Collected data
:::

PR #3937, opened 2019-07-13
Rank widget: Allow up to 999 features

### LINKED ISSUE #3934: Rank Widget - Select best ranked attributes
##### Orange version

3.22

##### Change request
When one species the number of best ranked attributes, the counter stops at 100. It would be nice if the counter could go higher (say, 999).

Also, a numerical threshold for the importance would also be convenient.

janezd:
Fixes #3934.


leeherman99:
Thanks for fixing this. I have a very wide data table that I wanted to do some light feature elimination. I suggested 999 just because you were allowing 3 digits - I only needed 120 in my case. My suggestion about an absolute threshold was based on an inspection of the distribution of importance scores - I was basically trimming off a long tail - like using a scree plot.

:::

Goal of the exercise ->
When the word "ranked" occurs in a line above, list that line.

Solved exercise ->
### LINKED ISSUE #3934: Rank Widget - Select best ranked attributes
When one species the number of best ranked attributes, the counter stops at 100. It would be nice if the counter could go higher (say, 999).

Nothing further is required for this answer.